4. Face ao exposto, e dado não estar prevista a criação de áreas de estacionamento no referido plano de praia, mais próxima do areal, que resolvesse a questão suscitada, tal desiderato colidiria com o POOC em vigor. No entanto e à semelhança de situações idênticas às referidas, pondera-se a autorização excepcional, de acordo com o princípio da equidade, da circulação das viaturas conduzidas por pessoa portadora de deficiência ou quando o condutor não seja portador de deficiência mas conduza uma pessoa portadora de deficiência mental que não possa ser deixada sem acompanhamento, ou outras igualmente justificadas, até à zona do areal com imediato retorno e estacionamento da viatura no local definido para o efeito, pelo facto de não ser possível definir uma área de estacionamento especial junto ao areal, dada a sua reduzida área».
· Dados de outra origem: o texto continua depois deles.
Issue #1452, opened 2023-09-07
DEBUGBAR can be ABUSED to obtain USER Credentials!


whipsterCZ:
**WARNING: using debugbar at TEST or PRODUCTION environment will lead to SECURITY BREACH...**

im using (i was using) DEBUGBAR at several pages.
But we were recently hacked - Debugbar has log of all requests INCLUDING LOGIN REQUESTS with PASSWORDS!!!!

Can you share this as ATTENTION 
Or at least add some warning to README.MD , i have not clue that it can be ABUSED like this.. 

DETAILS: 
attacker found debugbar enabled on our TEST environment, but we are using same credentials on PROD
so attacker had access to our ADMIN account .

```
(/_debugbar/open?method=POST&uri=*%2Flogin&max=20&offset=0)

I found this:

"password" => {plaintext-password!}
"email" =>  {adminEmail}
```

parallels999:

Chegados a este ponto da instrução, entendeu a Provedoria de Justiça ser pertinente a realização de uma visita de inspecção ao local por forma, por um lado, a verificar as condições físicas (naturais e edificadas) da praia do Creiro e da sua zona envolvente, por outro lado, a equacionar os riscos para a degradação dos valores naturais potenciados pela pretendida autorização de estacionamento de veículos de pessoas deficientes e/ou que transportem pessoas com deficiência que não possam ser deixadas desacompanhadas e, finalmente, a ponderar as soluções possíveis para dirimir a questão em apreço.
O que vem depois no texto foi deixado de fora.